Y volviendo al tema de los encoders magnéticos, visto lo visto, de momento seguiré con mis pic encoders porque me sale más económico que los chips. Habrá que esperar un poco hasta que se normalice este tema. Por otra parte los encoders con sensores Hall digitales u ópticos tienen sus ventajas frente a los que ya está todo integrado, pero cada caso es particular, y en el mío, de momento, lo veo así. Eso sí, los chips de los que hablamos, en plan servomotor, tratarlo como si fueran servos RC tipo Futaba, le da mil vueltas a estos mismos servos. Los servos RC carecen de resolución y una misma posición está un poco más aquí o un poco más allí... Usando uno de esos chips y con una PIC tenemos posición exacta.

Saludos.


----------



## golumx (Feb 15, 2011)

Yo pedia a austriamicrosystems unos samples de encoder rotatorio con una resolucion de 10 bit, con salida PWM, me enviaron tres con sus correpondientes imanes en 48h, el chip en cuestion no ocupa mas de 1cm2 y funciona perfectamente, pasate por la pagina y mira a ver que es lo que mejor se ajusta a tus necesidades, tienen varios modelos, tanto lineales como rotativos.


----------



## Oceano (Feb 16, 2011)

RLS tb tarda dos días hábiles por UPS, pero comento más tiempo por que no siempre se cumple, por ejemplo si lo pides un miércoles por la tarde, lo más seguro es que lo recibas el lunes. Sábados, domingos y festivos no son días hábiles.

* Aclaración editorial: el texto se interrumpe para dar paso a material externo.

PR #18769, opened 2025-02-17
feat: bump to AVS 10.0.7 [WPB-16177]

EnricoSchw:
<table>
<td>
  <a href="https://wearezeta.atlassian.net/browse/WPB-16177" title="WPB-16177" target="_blank">StoryWPB-16177</a>  |Web] Bump AVS to 10.0.7
  </td></table>
  <br />
 

## Description

In this PR, we are upgrading the AVS version to 10.0.7. Version 10.0.6 does not contain any features and was skipped for technical reasons.

The change is that AVS now includes a browser switch.

Firefox will always send the high resolution first, while Chrome will always send the lower resolution first. Additionally, Firefox will only send the high resolution during screen sharing. The reason for this is that Firefox has only properly supported simulcast for screen sharing since version 135 (as of January 2025). However, since it is not yet perfect, we are temporarily disabling it.

## Checklist

### DIFF
--- a/package.json
+++ b/package.json
@@ -11,7 +11,7 @@
     "@lexical/rich-text": "0.24.0",
     "@mediapipe/tasks-vision": "0.10.21",
     "@tanstack/react-virtual": "^3.13.0",
-    "@wireapp/avs": "10.0.5",
+    "@wireapp/avs": "10.0.7",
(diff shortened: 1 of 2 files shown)


EnricoSchw:
I close this PR because we revert simulcast from dev and working in a feature branch.

PR #18774, opened 2025-02-20
feat(InputBar): files dropzone draft [WPB-16106]

olafsulich:
<table>
<td>
  <a href="https://wearezeta.atlassian.net/browse/WPB-16106" title="WPB-16106" target="_blank">TaskWPB-16106</a>  [Web] Draft message with multiple files - UI
  </td></table>
  <br />
 

## Description

**About the change:**

- it's a first iteration, only from the UI side (no logic)
- a user would be able to upload multiple files into the input
- it uses a new library, [react-dropzone](https://react-dropzone.js.org/), which is a nice addition and allows me to easily upload multiple files & display their previews
- it's not working with the "files" icon button yet, but I'll in the future

**Animation library:**

- introducing a new library for animation handling [AutoAnimate](https://auto-animate.formkit.com/), it's trivial to use
- with the animations, the deleting feature is looking way nicer
- we can use the library to animate other parts of the app, like the conversation list, so after archiving a conversation, the effect will be smoother
- didn't want to introduce a bigger library like Framer Motion, we don't need it at the moment, so AutoAnimate sounds like a fair alternative

## Demo

**Uploading and deleting multiple files:**

https://github.com/user-attachments/assets/db5b8cbf-f8b0-43c6-8497-6818e1926ffa

**[Error] Too many files:**

https://github.com/user-attachments/assets/43f8292f-7e14-4321-86d4-70a8b48536d7

**[Error] Images too large:**

https://github.com/user-attachments/assets/0c10e4ca-e4a1-4225-8f9c-458488a955b0

**[Error] Files and/or images too large:**

https://github.com/user-attachments/assets/470dd83f-0269-400f-bc22-a193e02b3ebc

## Checklist


src/i18n/en-US.json
```diff
@@ -489,7 +489,19 @@
...
+  "conversationFileVideoPreviewLabel": "Video file preview for: {src}",
   "conversationFileAssetRestricted": "Receiving files is prohibited",
+  "conversationFileUploadFailedHeading": "File upload failed",
+  "conversationFileUploadFailedMessage": "Error occurred in the upload. Please try again.",
+  "conversationFileUploadFailedTooManyFilesHeading": "Too many files",
+  "conversationFileUploadFailedTooManyFilesMessage": "Please select a maximum of {maxFiles} files.",
+  "conversationFileUploadFailedTooLargeFilesHeading": "Files too large",
+  "conversationFileUploadFailedTooLargeFilesMessage": "Please select files smaller than {maxSize}MB.",
+  "conversationFileUploadFailedTooLargeImagesMessage": "Please select images smaller than {maxSize}MB.",
+  "conversationFileUploadFailedTooLargeFilesAndImagesMessage": "Please select files smaller than {maxImageSize}MB and images smaller than {maxFileSize}MB.",
```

Puse el modelo más básicos, pero puedes escoger otro modelo de la empresa RLS.

Yo encuentro, y es sólo una opinión, que RLS tiene alguna ventaja sobre AustriaMicroSystem en que además de las posibilidades que comentas para conectar a un PIC, todos los modelos tienen salida directa en paralelo. En AustriaMicrosystem esto no lo he visto.
De todas formas, y como decía en mi post anterior, cuando miras internet toda la publicidad y mejor distribución la tiene el modelo de AustriaMicrosystem, siendo mucho más sencillo de adquirir.

Yo sólo espero que este tipo de chips encoders, sea de la empresa que sea, pueda ser más sencillo y económico. De momento no es sencillo ni económico su adquisición.


----------



## DSP (Feb 16, 2011)

Les comento que adquirí 10 sensores AS5045 en newark en 10.88 dolares (mas gastos de envio, iva, etc.). Son de 12 bits y resultaron muy buenos, el problema que tuve ahora es que no consegui los imanes de orientacion radial.

Y bueno pues, soldarlos y hacer una placa con las pistas tan delgaditas tampoco me fue tan sencillo.

Pero al final lo probé con un iman de orientacion axial "atravesado" y funciono bien. Pude ver en el osciloscopio su salida PWM. Pero temo que no usar el iman correcto sea equivalente a desperdiciar la gran resolucion que tienen. Es cuestion de retomar el proyecto y hacer varias pruebas para ver que tan exacto es.

Saludos


----------



## pou (Jul 30, 2011)

hola a todos, me llaman dudaman, y voy a hacer honor a mi nombre pa no variar...

bueno, el caso es que queria manejar un motor brushless, y habia pensado en los encoder incrementales, que tienen el problema del alineamiento inicial para conocer su posicion exacta y sincronizar el PWM que se le meta. Y entonces pregunto si se podria con este cacharro:
"www.rls.si/document/AM512BD01.pdf" 
ponerlo en modo absoluto (segun datasheet, con la patilla 42 PS) leer la posicion con el micro, luego pasarlo a modo incremental, y ya arrancar el motor estando sincronizado... 

Asi te quitas los sensores hall que harian falta para alinear al inicio un motor.

Bueno os parece viable o e dicho una tonteria?


----------